WORK INSTRUCTIONS: Nothing but a full, exact copy of the data is needed.

Extracted data entries
PR #13, opened 2026-04-20
chore: reorder workspace deps and normalize formatting

decofe:
Moves internal crate path deps to the bottom under `# crates` and normalizes to `{ path = "..." }` format. Section order is now: alloy → tempo → misc → crates.

Prompted by: zerosnacks


zerosnacks (approved):

mablr (approved):
👌

PR #14, opened 2026-04-20
feat: migrate `foundry-block-explorers`/`foundry-blob-explorers`

mablr:
- Migrate `foundry-block-explorers`/`foundry-blob-explorers` from https://github.com/foundry-rs/block-explorers to `crates/explorers`.
- Updated to rust 2024
- Updated README files


mablr (commented):
This error seems unclear:
```
thread 'verify::test_can_flatten_and_verify_contract_single_file_mainnet' (15788) panicked at crates/explorers/block-explorers/tests/it/verify.rs:47:9:
assertion `left != right` failed: Response { status: "0", message: "NOTOK", result: "Contract source code already verified" }
  left: "NOTOK"
  right: "NOTOK"
```

crates/explorers/block-explorers/tests/it/verify.rs
```diff
@@ -0,0 +1,295 @@
...
+            .runs(500000);
+
+    run_with_client(Chain::mainnet(), |client| async move {
+        let resp = client
+            .submit_contract_verification(&contract)
+            .await
+            .expect("failed to send the request");
+        // `Error!` result means that request was malformatted
+        assert_ne!(resp.result, "Error!", "{resp:?}");
+        assert_ne!(resp.message, "NOTOK", "{resp:?}");
```
zerosnacks:
```suggestion
        // The API returns NOTOK with "Contract source code already verified" for
        // already-verified contracts. To us that's a valid response, not a failure.
        if resp.result != "Contract source code already verified" {
            // `Error!` result means that request was malformatted
            assert_ne!(resp.result, "Error!", "{resp:?}");
            assert_ne!(resp.message, "NOTOK", "{resp:?}");
        }
```

typos.toml
```diff
@@ -17,3 +17,5 @@ extend-exclude = [
 ser = "ser"
 froms = "froms"
 consts = "consts"
+Arguements = "Arguements"
```
zerosnacks, line 20: *Arguments

typos.toml
```diff
@@ -17,3 +17,5 @@ extend-exclude = [
...
+Lod = "Lod"
```
zerosnacks, line 21: This may be a typo

crates/explorers/block-explorers/Cargo.toml
```diff
@@ -0,0 +1,52 @@
...
+
+[dev-dependencies]
+tempfile.workspace = true
+tokio = { workspace = true, features = ["macros", "rt-multi-thread", "time"] }
+serial_test = "3.2.0"
+tracing-subscriber = { version = "0.3.19", features = ["env-filter", "fmt"] }
+
+[features]
+default = ["rustls"]
+rustls = ["reqwest/rustls"]
```
zerosnacks, line 49: Rather than deprecating openssl flag lets try and see if we can do something like Alloy does:

https://github.com/alloy-rs/alloy/blob/9733a1228516adc51ecb75b2cdeb6a865f4c2291/crates/transport-http/Cargo.toml#L87-L89

typos.toml
mablr: I double checked before adding that, these are false-positives:
- "Arguements" (Etherscan's typo): https://github.com/foundry-rs/foundry-core/blob/346ed9d3e0a7caa5074a8b5673b1b3f321eddfa1/crates/explorers/block-explorers/src/verify.rs#L28-L38 
- "Lod" : https://github.com/foundry-rs/foundry-core/blob/346ed9d3e0a7caa5074a8b5673b1b3f321eddfa1/crates/explorers/block-explorers/src/errors.rs#L83

crates/explorers/block-explorers/Cargo.toml
mablr: Reintroduced `openssl` feat by relaxing `deny.toml` to not ban `openssl` when wrapped in `native-tls`.

Indeed there were no restriction on `openssl` in [block-explorers](https://github.com/foundry-rs/block-explorers) repo

zerosnacks (approved):

PR #19, opened 2026-04-21
fix(wallets): dev origin url without https + 'none' frame-src CSP

mablr:
Fix dev origin url, and hardening CSP w/ frame-src: 'none'.

Tested w/ https://github.com/foundry-rs/foundry-browser-wallet/pull/41

*can be squashed*


zerosnacks (approved):
👍

PR #24, opened 2026-04-22
feat(fork-db): add opt-in zstd cache compression

### LINKED ISSUE #11702: feat(`cache`): add gzip/zstd compression for RPC cache in `foundry-fork-db`
Hi. Would you accept a PR adding compression to revm storage slots (`~/.foundry/cache/rpc/mainnet`) cache? 

I'm working on a project where I want to store revm tracing cache for all the incoming blocks. I'm tracing the last tx from every block, and see cached files up to ~7MB  without any compression. 

Both gzip and zstd reduce size by ~75%, but zstd seems to be significantly faster (20ms vs 170ms on a sample file) and also offers better compression.

Maybe it could be possible to compress cache files, and decompress only for reading? It would significantly reduce disk usage for projects that rely on storing larger amounts of `SharedBackend` cache. Could be an optional flag.

figtracer:
## Summary
- add an opt-in `zstd` feature for cache compression in `foundry-fork-db`
- auto-detect zstd frames on load while keeping plain JSON readable
- log decode failures and add a regression test for zstd data without the feature

Closes foundry-rs/foundry#11702

### DIFF
--- a/crates/fork-db/Cargo.toml
+++ b/crates/fork-db/Cargo.toml
@@ -17,6 +17,10 @@ workspace = true
 all-features = true
 rustdoc-args = ["--cfg", "docsrs"]
 
+[features]
+default = []
+zstd = ["dep:zstd"]
+
 [dependencies]
 alloy-chains = { version = "0.2", default-features = false, features = ["serde"] }
 alloy-primitives = { workspace = true, features = ["map"] }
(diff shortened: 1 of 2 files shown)


mablr (approved):
lgtm

zerosnacks (approved):
Nice, lgtm 👍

RESPONSE TO THE EXERCISE:
PR #13, opened 2026-04-20
chore: reorder workspace deps and normalize formatting

decofe:
Moves internal crate path deps to the bottom under `# crates` and normalizes to `{ path = "..." }` format. Section order is now: alloy → tempo → misc → crates.

Prompted by: zerosnacks


zerosnacks (approved):

mablr (approved):
👌

PR #14, opened 2026-04-20
feat: migrate `foundry-block-explorers`/`foundry-blob-explorers`

mablr:
- Migrate `foundry-block-explorers`/`foundry-blob-explorers` from https://github.com/foundry-rs/block-explorers to `crates/explorers`.
- Updated to rust 2024
- Updated README files


mablr (commented):
This error seems unclear:
```
thread 'verify::test_can_flatten_and_verify_contract_single_file_mainnet' (15788) panicked at crates/explorers/block-explorers/tests/it/verify.rs:47:9:
assertion `left != right` failed: Response { status: "0", message: "NOTOK", result: "Contract source code already verified" }
  left: "NOTOK"
  right: "NOTOK"
```

crates/explorers/block-explorers/tests/it/verify.rs
```diff
@@ -0,0 +1,295 @@
...
+            .runs(500000);
+
+    run_with_client(Chain::mainnet(), |client| async move {
+        let resp = client
+            .submit_contract_verification(&contract)
+            .await
+            .expect("failed to send the request");
+        // `Error!` result means that request was malformatted
+        assert_ne!(resp.result, "Error!", "{resp:?}");
+        assert_ne!(resp.message, "NOTOK", "{resp:?}");
```
zerosnacks:
```suggestion
        // The API returns NOTOK with "Contract source code already verified" for
        // already-verified contracts. To us that's a valid response, not a failure.
        if resp.result != "Contract source code already verified" {
            // `Error!` result means that request was malformatted
            assert_ne!(resp.result, "Error!", "{resp:?}");
            assert_ne!(resp.message, "NOTOK", "{resp:?}");
        }
```

typos.toml
```diff
@@ -17,3 +17,5 @@ extend-exclude = [
 ser = "ser"
 froms = "froms"
 consts = "consts"
+Arguements = "Arguements"
```
zerosnacks, line 20: *Arguments

typos.toml
```diff
@@ -17,3 +17,5 @@ extend-exclude = [
...
+Lod = "Lod"
```
zerosnacks, line 21: This may be a typo

crates/explorers/block-explorers/Cargo.toml
```diff
@@ -0,0 +1,52 @@
...
+
+[dev-dependencies]
+tempfile.workspace = true
+tokio = { workspace = true, features = ["macros", "rt-multi-thread", "time"] }
+serial_test = "3.2.0"
+tracing-subscriber = { version = "0.3.19", features = ["env-filter", "fmt"] }
+
+[features]
+default = ["rustls"]
+rustls = ["reqwest/rustls"]
```
zerosnacks, line 49: Rather than deprecating openssl flag lets try and see if we can do something like Alloy does:

https://github.com/alloy-rs/alloy/blob/9733a1228516adc51ecb75b2cdeb6a865f4c2291/crates/transport-http/Cargo.toml#L87-L89

typos.toml
mablr: I double checked before adding that, these are false-positives:
- "Arguements" (Etherscan's typo): https://github.com/foundry-rs/foundry-core/blob/346ed9d3e0a7caa5074a8b5673b1b3f321eddfa1/crates/explorers/block-explorers/src/verify.rs#L28-L38 
- "Lod" : https://github.com/foundry-rs/foundry-core/blob/346ed9d3e0a7caa5074a8b5673b1b3f321eddfa1/crates/explorers/block-explorers/src/errors.rs#L83

crates/explorers/block-explorers/Cargo.toml
mablr: Reintroduced `openssl` feat by relaxing `deny.toml` to not ban `openssl` when wrapped in `native-tls`.

Indeed there were no restriction on `openssl` in [block-explorers](https://github.com/foundry-rs/block-explorers) repo

zerosnacks (approved):

PR #19, opened 2026-04-21
fix(wallets): dev origin url without https + 'none' frame-src CSP

mablr:
Fix dev origin url, and hardening CSP w/ frame-src: 'none'.

Tested w/ https://github.com/foundry-rs/foundry-browser-wallet/pull/41

*can be squashed*


zerosnacks (approved):
👍

PR #24, opened 2026-04-22
feat(fork-db): add opt-in zstd cache compression

### LINKED ISSUE #11702: feat(`cache`): add gzip/zstd compression for RPC cache in `foundry-fork-db`
Hi. Would you accept a PR adding compression to revm storage slots (`~/.foundry/cache/rpc/mainnet`) cache? 

I'm working on a project where I want to store revm tracing cache for all the incoming blocks. I'm tracing the last tx from every block, and see cached files up to ~7MB  without any compression. 

Both gzip and zstd reduce size by ~75%, but zstd seems to be significantly faster (20ms vs 170ms on a sample file) and also offers better compression.

Maybe it could be possible to compress cache files, and decompress only for reading? It would significantly reduce disk usage for projects that rely on storing larger amounts of `SharedBackend` cache. Could be an optional flag.

figtracer:
## Summary
- add an opt-in `zstd` feature for cache compression in `foundry-fork-db`
- auto-detect zstd frames on load while keeping plain JSON readable
- log decode failures and add a regression test for zstd data without the feature

Closes foundry-rs/foundry#11702

### DIFF
--- a/crates/fork-db/Cargo.toml
+++ b/crates/fork-db/Cargo.toml
@@ -17,6 +17,10 @@ workspace = true
 all-features = true
 rustdoc-args = ["--cfg", "docsrs"]
 
+[features]
+default = []
+zstd = ["dep:zstd"]
+
 [dependencies]
 alloy-chains = { version = "0.2", default-features = false, features = ["serde"] }
 alloy-primitives = { workspace = true, features = ["map"] }
(diff shortened: 1 of 2 files shown)


mablr (approved):
lgtm

zerosnacks (approved):
Nice, lgtm 👍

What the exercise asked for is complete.